The field hockey ball doesn’t roll far from the family tree on the Island.
Deb Whitten of Victoria and Milena Gaiga of Port Alberni played together for the UVic Vikes and for Canada in the Olympics. Now their daughters — Maddie Hunter and Julia Berk, respectively — are on the Canada Under-18 team for its four-game Test series against the United States U-18 team running Wednesday to Saturday at The Proving Grounds in Conshohocken, Pennsylvania.
Throw in graduating UVic Vikes star and four-time U Sports champion Anna Mollenhauer, who is on the Canadian senior national team heading to the 2022 World Cup in the Netherlands and 2022 Birmingham Commonwealth Games this summer. She is the daughter of two-time 1984 Los Angeles and 1988 Seoul Olympian Nancy Mollenhauer of Victoria. Nature and nurture have collided in a big way on the Island field-hockey pitch.
“My mom taught me the love of the game, and to work hard at it,” said Maddie Hunter.
“I grew up with that.”
Mom Deb Whitten was an outstanding goaltender for UVic and then for Canada at the 1992 Barcelona Olympics and in winning silver and bronze medals in the 1991 and 1995 Pan Am Games. But even that wasn’t enough to convince her daughter to put on the goalie pads.
“I stayed away from goaltending — I only like shooting on them,” quipped Hunter, a striker.
Berk and Hunter are among the six Island players on the Canada U-18 team in Pennsylvania. The others are Julia Boraston, Shyana Ringma, Maeve Connorton and Anais Chace.
Hunter, Berk and Chace were on the Oak Bay team that won the B.C. high school Triple-A championship last fall to give the school its first provincial championship in the sport since 1993.

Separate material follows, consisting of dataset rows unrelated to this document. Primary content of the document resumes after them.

PR #80, opened 2020-06-24
Improve marshaling/unmarshaling performance for NodeStream calltypes

### LINKED ISSUE #78: The ordered QC implementation performs worse than the old QC implementation with larger messages
With small messages, the ordered QC implementation is faster because it reuses the same stream for sending messages, whereas the old (unary RPC based) QC implementation has to allocate memory for a new `ClientStream` on every call. However, when the message size becomes large enough, the memory required to create the streams becomes insignificant. When this happens, the old QC implementation outperforms the new one because it only has to marshal a single message. In the new implementation, the application message must first be marshaled before the `ordering.Message` can be marshaled. This means that the payload gets copied twice.

On my machine, the old QC implementation starts performing better than the ordered QC implementation at a message size of around 45-50KB.

To improve this performance, we need to prevent the application message from being copied several times. I can see a few different ways to solve this:

* Write a gRPC [Codec](https://pkg.go.dev/google.golang.org/grpc/encoding?tab=doc#Codec) to manually marshal the messages. Manually marshaling the messages should be doable using the [protowire](https://pkg.go.dev/google.golang.org/protobuf/encoding/protowire?tab=doc) package. The [proto](https://pkg.go.dev/google.golang.org/protobuf/proto?tab=doc) package contains functions that would make this a lot easier, but most of them are unexported.

* Marshal both messages separately onto the same buffer and send them. This way, the application message does not have to be embedded in the `ordering.Message`. This can already be done with the [`MarshalAppend`](https://pkg.go.dev/google.golang.org/protobuf/proto?tab=doc#MarshalOptions.MarshalAppend) function. ~However, I could not find an easy way to unmarshal the messages.~ Unmarshaling can be done as long as the messages are prefixed with their size.

* Somehow generate the `ordering.Message` such that it includes the application messages as fields. We could use the `oneof` type for this. We would need to make a template for the `ordering.proto` file, output it from the gorums plugin and then compile it. This would probably be the best solution if it can be implemented seamlessly.
  * Problem: Difficult / impossible to determine the correct import paths to generate the proto file without requiring additional plugin options or requiring the user to compile the generated proto file manually.

* Embed the method and message IDs in the application message's `UnknownFields`. The problem with this solution is that the application message must be unmarshaled before the metadata can be accessed, which means that the type of the message must be known before the metadata is available. Implementing this would likely require each method to have its own gRPC stream.

* Ask if this functionality could be added to protobuf.

Raytar:
This PR implements a gRPC [`Codec`](https://pkg.go.dev/google.golang.org/grpc/encoding?tab=doc#Codec) that performs fast marshaling and unmarshaling of a gorums message consisting of metadata and an application-specific data message. This is accomplished by marshaling both the metadata and data messages onto the same byte slice using [`MarshalAppend`](https://pkg.go.dev/google.golang.org/protobuf/proto?tab=doc#MarshalOptions.MarshalAppend) and prefixing each marshaled message with its length. Unmarshaling is simply done by reading the length of each message and unmarshaling them.

This approach offers better performance than the old approach because it avoids copying the data message more than once. See #78 for more details.

Fixes #78


Raytar:
Benchmark of this new approach vs the old:
```
goos: linux
goarch: amd64
pkg: github.com/relab/gorums/tests/message_encoding
BenchmarkMetadataWithEmbeddedMessage/Marshal/10-8        1000000              2235 ns/op             240 B/op          5 allocs/op
BenchmarkMetadataWithEmbeddedMessage/Marshal/100-8        415006              2829 ns/op             432 B/op          5 allocs/op
BenchmarkMetadataWithEmbeddedMessage/Marshal/1000-8       337478              4005 ns/op            2224 B/op          5 allocs/op
BenchmarkMetadataWithEmbeddedMessage/Marshal/10000-8       65666             15400 ns/op           20656 B/op          5 allocs/op
BenchmarkMetadataWithEmbeddedMessage/Marshal/100000-8       8941            133444 ns/op          213168 B/op          5 allocs/op
BenchmarkMetadataWithEmbeddedMessage/Unmarshal/10-8       369932              2779 ns/op             240 B/op          6 allocs/op
BenchmarkMetadataWithEmbeddedMessage/Unmarshal/100-8      448782              2891 ns/op             432 B/op          6 allocs/op
BenchmarkMetadataWithEmbeddedMessage/Unmarshal/1000-8     251708              4706 ns/op            2240 B/op          6 allocs/op
BenchmarkMetadataWithEmbeddedMessage/Unmarshal/10000-8     64753             16017 ns/op           20672 B/op          6 allocs/op
BenchmarkMetadataWithEmbeddedMessage/Unmarshal/100000-8     9732            122785 ns/op          213184 B/op          6 allocs/op
BenchmarkGorumsCodec/Marshal/10-8                         609368              1832 ns/op             184 B/op          4 allocs/op
BenchmarkGorumsCodec/Marshal/100-8                        588836              2003 ns/op             280 B/op          4 allocs/op
BenchmarkGorumsCodec/Marshal/1000-8                       445206              2631 ns/op            1176 B/op          4 allocs/op
BenchmarkGorumsCodec/Marshal/10000-8                      125390              8403 ns/op           10392 B/op          4 allocs/op
BenchmarkGorumsCodec/Marshal/100000-8                      17895             65130 ns/op          106648 B/op          4 allocs/op
BenchmarkGorumsCodec/Unmarshal/10-8                       630361              1966 ns/op             192 B/op          5 allocs/op
BenchmarkGorumsCodec/Unmarshal/100-8                      593460              2616 ns/op             288 B/op          5 allocs/op
BenchmarkGorumsCodec/Unmarshal/1000-8                     363512              3448 ns/op            1200 B/op          5 allocs/op
BenchmarkGorumsCodec/Unmarshal/10000-8                    108781              9518 ns/op           10416 B/op          5 allocs/op
BenchmarkGorumsCodec/Unmarshal/100000-8                    19300             59640 ns/op          106672 B/op          5 allocs/op
```

Raytar:
Quorum call benchmarks of the new vs the old:

```
New 0 payload:

Benchmark      Throughput         Latency    Std.dev    Client+Servers                     
OrderedQC      3901.46 ops/sec    0.26 ms    0.26 ms    1647 B/op         54 allocs/op     
UnorderedQC    2243.68 ops/sec    0.44 ms    0.45 ms    8743 B/op         168 allocs/op    

Old 0 payload: 
                    
OrderedQC      3915.95 ops/sec    0.25 ms    0.26 ms    1607 B/op         49 allocs/op     
UnorderedQC    2245.67 ops/sec    0.44 ms    0.48 ms    8683 B/op         166 allocs/op    

New 1M payload:  
               
OrderedQC      149.72 ops/sec    6.68 ms    0.82 ms    6199415 B/op      225 allocs/op    
UnorderedQC    142.94 ops/sec    6.99 ms    1.00 ms    6215872 B/op      353 allocs/op    

Old 1M payload:     
            
OrderedQC      118.64 ops/sec    8.43 ms    2.68 ms    10477961 B/op     240 allocs/op    
UnorderedQC    139.99 ops/sec    7.14 ms    1.47 ms    6213726 B/op      352 allocs/op    
```

cmd/protoc-gen-gorums/gengorums/template_datatypes.go
```diff
@@ -172,31 +173,19 @@ type {{$service}} interface {
...
+	s.srv.handlers[{{unexport .GoName}}MethodID] = func(in *gorumsMessage) *gorumsMessage {
+		req := in.message.(*{{in $genFile .}})
 		{{- if isOneway .}}
-		if err != nil {
-			return nil
-		}
 		srv.{{.GoName}}(req)
 		return nil
 		{{- else}}
 		// TODO: how to handle marshaling errors here
```
meling, line 186: Looks like this is no longer needed then?

ordering/ordering.proto
```diff
@@ -5,8 +5,9 @@ option go_package = "github.com/relab/gorums/ordering";
 
 service Gorums { rpc NodeStream(stream Message) returns (stream Message); }
 
-message Message {
-  uint64 ID = 1;
+message Message {}
```
Raytar, line 8: I think I might remove this "placeholder" message and use `Metadata` instead for the `NodeStream`, even though the type that is actually being sent is `gorumsMessage` which contains `Metadata`.

meling: Right, I was wondering (but didn't check carefully); do we still need the exported `ordering` package? I see several places `ordering.Message` gets replaced with `gorumsMessage`. I guess this comes back to the question, can we move `NodeStream` and the `Metadata` message into `dev`? Maybe not.

Raytar: We still need the `Metadata` message, unless we want to marshal that manually as well. That means that we can't bundle it, as that will lead to registration conflicts if multiple gorums services are imported in the same project.

PR #81, opened 2020-06-24
Make it possible for server-side handlers to run asynchronously

Raytar:
This PR reworks server-side handlers such that they are able to run asynchronously. This is done by passing a channel to the handler. Instead of returning a response message, the handler sends it on the channel. This allows users to launch goroutines within the handlers to do async tasks. For example:

```go
func (s *testSrv) AsyncHandler(req *Request, c chan<- *Response) {
	response := &Response{
		InOrder: s.isInOrder(req.GetNum()),
	}
	go func() {
		// simulate some async action
		time.Sleep(10 * time.Millisecond)
		c <- response
	}()
}
```

In this example, we can also see that this pattern allows some parts of the handler to run synchronously, while slower or asynchronous tasks can be performed in a goroutine.

Because these handlers can launch goroutines to perform operations concurrently, it is no longer necessary to have a separate `concurrent` option.

Performance-wise, this new handler pattern is slower for fully synchronous handlers (seems to be a 3% performance hit worst-case). This is because a goroutine is started to receive the response message from each handler, wrap it in a `gorumsMessage`, and send it on the `finished` channel. It may be possible to avoid these goroutines and send the messages directly on the `finished` channel.


tests/ordering/order_test.go
```diff
@@ -241,6 +256,55 @@ func TestQCFutureOrdering(t *testing.T) {
...
+	}
+	c, err := man.NewConfiguration(man.NodeIDs(), &testQSpec{})
+	if err != nil {
+		t.Fatalf("Failed to create configuration: %v", err)
+	}
+
+	// begin test
+	numRuns := 1 << 16
+	for i := 1; i < numRuns; i++ {
+		resp, err := c.QC(context.Background(), &Request{Num: uint64(i)})
```
meling, line 293: Doesn't seem to be calling the `AsyncHandler()` RPC.

Raytar: I should probably think while using copy-paste :facepalm:

tests/ordering/order_test.go
```diff
@@ -84,35 +88,49 @@ func (q testQSpec) QCFutureQF(_ *Request, replies []*Response) (*Response, bool)
...
 }
 
-func TestUnaryRPCOrdering(t *testing.T) {
-	defer leakcheck.Check(t)
-	// server setup
-	tSrv := &testSrv{}
-	srv := NewGorumsServer()
-	srv.RegisterGorumsTestServer(tSrv)
-	lis, err := getListener()
+func setup(t *testing.T, cfgSize int) (cfg *Configuration, teardown func()) {
```
meling, line 95: This seems to overlap with `TestSetup` in `testing_gorums.go`. Perhaps we can make adjustments there and reuse it.

Raytar: I can update `testing_gorums.go` to use `GorumsServer` instead of `grpc.Server` and then we can use that

doc/userguide.md
```diff
@@ -138,22 +138,23 @@ type storageSrv struct {
   state *State
 }
 
-func (srv *storageSrv) Read(req *ReadRequest) *State {
+func (srv *storageSrv) Read(req *ReadRequest, out chan<- *State) {
```
meling, line 141: @leandernikolaus What do you think about this API change?? It will impact compatibility with previous Raft and other Gorums implementations.

tests/ordering/order_test.go
Raytar: Actually, this is not as easy as I thought. `GorumsServer` is part of the generated code, so it is difficult to make it work with a function like `TestSetup`.

meling: That's why `TestSetup()` takes a `regSrvFn`, but not sure if `GorumsServer` changes its interface

Raytar: `regSrvFn` should work the same, but we also need to create new instances of `GorumsServer`.

cmd/protoc-gen-gorums/dev/server.go
```diff
@@ -61,33 +47,14 @@ func (s *orderingServer) NodeStream(srv ordering.Gorums_NodeStreamServer) error
...
-			case <-ctx.Done():
-				return
-			case req := <-ordered:
-				handleMsg(req.msg, req.info)
-			}
-		}
-	}()
-
 	for {
 		req := newGorumsMessage(false)
```
meling, line 51: Shouldn't this be `true`?

cmd/protoc-gen-gorums/dev/server.go
```diff
@@ -61,33 +47,14 @@ func (s *orderingServer) NodeStream(srv ordering.Gorums_NodeStreamServer) error
 		}
```
meling, line 47: The go func() above may exit if `srv.SendMsg()` return an `err`. Would this error message be relevant to return from the `NodeStream` func. Or alternatively, it would be good to have a comment that explain why it's okay to exit this goroutine without exiting from the `NodeStream` func.

Raytar: If either `SendMsg()` or `RecvMsg()` return an `error` then the stream is aborted. So, if an error happens in the sending goroutine, then the receiving goroutine should also get an error and vice-versa.

cmd/protoc-gen-gorums/dev/server.go
Raytar: The `reply` field in the `gorumsMessage` type is used to tell the `gorumsUnmarshal` function whether it should create a new instance of the request type or the response type. On the server, we want to unmarshal the Request type, and hence it is set to `false`. I suppose I could create some constants to use in place of `true/false`. Might make it easier to read.

Raytar: Or perhaps it could be an argument to the `gorumsUnmarshal` function instead...

meling: It was just confusing when `reply=false` was used to mark a response message. You could  also just change the name of the input to `request` instead of `reply`. Consts could also work.  Didn’t look at the last suggestion in depth. So maybe that’s better...

Raytar: I have added the consts `gorumsRequest` and `gorumsResponse`, which are used instead of a boolean.

doc/userguide.md
leandernikolaus: I don't mind breaking changes.

However, I'm not totally convinced that the benefits in this change outweigh the added complexity, especially for a first time user.

Raytar: These are the pros/cons that I can see:

Pros:
  * User gets control over handler's concurrency
  * Handlers can be started in the correct order, but do expensive work concurrently
  * The same API can be used for streaming calls (correctable?)
  * Fewer options in the Gorums plugin / simplifies gorums code

Cons:
  * Requires changes to existing projects
  * API is no longer similar to gRPC
  * Slight performance penalty due to starting more goroutines.

Raytar:
@meling I configured the cSpell VSCode plugin to make it easier to work with in Markdown, but I can remove that commit if you don't like it.

Raytar:
Some additional thoughts about this API and gRPC:

Within gRPC, an API like this is not necessary or beneficial. This is because gRPC invokes each server handler in its own goroutine (see the [grpc-go documentation][grpc-concurrency]), and they don't care about ordering between separate RPCs. Handlers can run for as long as they need without impacting other RPCs.

In Gorums, we want to preserve the ordering of messages between a client and a single node. That means that request handlers must be executed synchronously by the server. The problem is that the execution of the handlers may slow down the processing of requests since it all happens on a single thread. However, the application may only need to worry about ordering up to a certain point. For example, in HotStuff, we worry about the ordering of requests until the requests are placed in a queue. After that, the handler needs to wait an unknown amount of time until the request has been executed by the protocol before returning a response. This is easily implemented using this API. The handler must simply add the request to the queue, and then it can start a goroutine that waits for HotStuff to execute the request. When the request has been executed, the response can be sent back via the `out` channel. That way the penalty for running server handlers synchronously is reduced somewhat, and ordering can be preserved.

[grpc-concurrency]: https://github.com/grpc/grpc-go/blob/master/Documentation/concurrency.md

PR #88, opened 2020-07-07
More server API updates

Raytar:
This PR changes the server API again...

Instead of using channels to send responses, we can use a simple `func` that embeds the message in metadata and forwards onto the correct channel. Thus, we no longer have to create a new goroutine for every single message.

This PR also adds the server stream context as a parameter to each handler, as well as new manager options for setting metadata. The metadata can be extracted from the stream context:

```go
metadata.FromIncomingContext(ctx)
```

In addition, I have found a way to make the `TestSetup` helper useful for `GorumsServer` types.

The new server API:

```go
func (srv *orderedServer) OrderedQC(_ context.Context, in *Echo, out func(*Echo)) {
	out(in)
}
```

~Am leaving this as a draft for now, as one of the tests is failing. Will investigate tomorrow...~

EDIT: failing ordering test was due to indexing QF map incorrectly.


Raytar:
@meling I added a new test for TLS. I think that the old test broke because the included certificate expired. To avoid that problem, the new test generates its own TLS certificate.

Raytar:
@meling I've also added a test that verifies that reconnection of the streams is working. Let me know if you want me to break some of these changes out into separate pull requests.

Raytar:
Also, should we consider not including all of the generated code for the tests, and rely on the Makefile instead? The amount of code that gets updated from a single change in gorums is quite large now. We could set up a Makefile target to run all of the tests and then set up a GitHub action to run the tests automatically.

cmd/protoc-gen-gorums/gengorums/template_server.go
```diff
@@ -23,22 +27,23 @@ var registerInterface = `
...
-		srv.{{.GoName}}(req)
+		srv.{{.GoName}}(ctx, req)
 		{{- else }}
-		c := make(chan *{{out $genFile .}})
-		go func() {
-			resp := <-c
-			finished <- &gorumsMessage{metadata: in.metadata, message: resp}
-		}()
-		srv.{{.GoName}}(req, c)
+		once := new({{use "sync.Once" $genFile}})
```
meling, line 35: Could you add a brief comment here explaining why we use the `once.Do()` thing?

Also, does the `finished` channel mean the queue of messages to be sent on the stream? I think here it sounds okay to use `finished` (maybe), but in the `NodeStream` implementation, it is also called finished. Maybe this should be called something else? (outQueue and sendQueue?)

meling:
> Also, should we consider not including all of the generated code for the tests, and rely on the Makefile instead? The amount of code that gets updated from a single change in gorums is quite large now. We could set up a Makefile target to run all of the tests and then set up a GitHub action to run the tests automatically.

@Raytar Agree with this. I've been wanting to set up CI testing, as mentioned in #90. We should still keep the zorums* generated files in dev, since they are required to compile the static files.

meling:
Thanks for adding tests and the TLS cert generation. Maybe it will be easier to keep multiple PRs, if we don't check in all the generated code. I guess we will still get conflicts in the zorums* files.

Raytar:
Closing in favor of #91 and #92.

PR #93, opened 2020-07-10
New Gorums Stability Checker

meling:
This PR replaces the Makefile-based stability checker with TestGorumsStability,
which should be easier to run as part of a CI system, and in general clean up
some useless *.pb.go files.

- a few more words in the spell check dict
- removed unused funcs in gorums_test.go
- frist draft version of stability test
- Make test target depend on installgorums
- removed stability test files no longer used
- finalized stability checker in Go, obviating the need for the make target


meling:
@Raytar can you also take a look at why the golang-ci thing is failing?

Raytar:
> @Raytar can you also take a look at why the golang-ci thing is failing?

It's probably because the generated test protos were deleted. We will likely have to add a `make` step to the golangci workflow to compile those before linting.

meling:
Right. Maybe golangci-lint can be done in the same workflow as the others you have added to avoid having to do this make step twice!?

“We had such a good high school team and it was exciting to win the provincials, and now to join two of my Oak Bay school teammates on the national U-18 team, and five of my club teammates,” said Hunter.
Boraston and Ringma play for Mount Douglas Secondary and Connorton for Lambrick Park Secondary. All six Island players are out of the Lynx 1 team in the Vancouver Island Ladies Field Hockey Association and four have already played for the parent Island Wildcats senior team.
“I want to play at the highest level possible, my dream and my goal is to one day make the senior national team,” said Hunter.
Genes and history are certainly on her side.
“It’s cool to be on the national U-18 team and to play with athletes from across Canada,” added Hunter.
Hunter is in Grade 11 and said she will eventually choose between UVic and the NCAA when the time comes for her varsity career.
UVic Vikes assistant coach Krista Thompson, meanwhile, is among the Canada U-18 team staff in Pennsylvania.